# GPS Astray



## Mark Holtz (Mar 23, 2002)

This is a two-part video story from ABC News about a mom and two girls who decided to go to Death Valley on a hot summer day. On the way back, they decided to visit Death Valley's "Racetrack", and got very lost. Here are the links:
Part 1
Part 2
Personally, I think it wasn't technically the GPS, as all it reports is the latitude and longitude. It more is with the maps database which can contain old and outdated information. As noted in the report, the GPS still had a road listed that was washed out.... in 1976.


----------



## trh (Nov 3, 2007)

And this is not the first time this has happened. The National Park Service has this posted on their web site:



> *Using GPS Navigation*
> GPS Navigation to sites to remote locations like Death Valley are notoriously unreliable. Numerous travelers have been directed to the wrong location or even dead-end or closed roads. Travelers should always carry up-to-date road maps to check the accuracy of GPS directions.
> DO NOT DEPEND ONLY ON YOUR VEHICLE GPS NAVIGATION SYSTEM.


----------



## gov (Jan 11, 2013)

I would hope everybody everywhere takes GPS directions with a grain of salt.

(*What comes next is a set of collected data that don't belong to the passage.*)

PR #3613, opened 2025-02-26
chore: env var consistency check

sastels:

Add a GitHub action and workflow to compare the helm environment variable overrides to ensure that the files contain the same variables.

Restored the [old code we had for comparing the encrypted env vars ](https://github.com/cds-snc/notification-manifests/blob/75f55d77e3c741a443ed1c2b05b5bf3bd12c5c63/.github/workflows/test_env_vars.yaml)and tweaked to apply to the new unencrypted helm overrides.

Tested by adding `STEVE_RETIRED: "true"` to dev. Workflow fails with

image


ben851 (approved):
LGTM

P0NDER0SA (approved):
Nice! :)

PR #3614, opened 2025-02-26
increase sms sending max pods on staging and dev

sastels:
## What are you changing?

The sms send rate is lower than our AWS resources will support. This scales it up a bit on staging and dev.


ben851 (approved):
LGTM

PR #3616, opened 2025-02-27
fix: set staging and dev to one beat worker

sastels:

## What are you changing?

We set dev and staging to have three beat workers when we switched to helm. This may explain many of the celery errors we've been seeing in staging...


P0NDER0SA (approved):
perfect 👍🏻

Around here there are many errors in the database; home addresses off by a mile, paved roads not in the database and abandoned cow paths that are in the database, unnoted gravel roads, unnoted dirt roads, river banks listed as roads when it is illegal to drive upon them, and utility easement 'paths' that dead end listed as passable roads.

Also, since this a rural area with many folks still on dial up or slow over-the-air internet, updating a GPS device can be an ordeal. My internet takes over 10 hours to update my GPS and Tom-Tom kicks generally kicks me off far sooner than that.

As a local, I just laugh when the GPS makes a blunder in my home area, but a visitor to this area could wind up very lost, very stuck, or even missing without a trace.


----------



## Mark Holtz (Mar 23, 2002)

Near where I live, the Lincoln Bypass (CA-65) was opened in October, 2012. The July, 2013 GPS update for my Garmin finally included that route change. Google Maps had it sooner. People need to realize that GPS will only get the latitude/longitude, and the map data is either stored through a map update or a small portion is obtaind online. And, there are highways (CA-89 over the Sieraa, US-101 in Washington) where there is no cell phone coverage, thus the phone can't get a map update.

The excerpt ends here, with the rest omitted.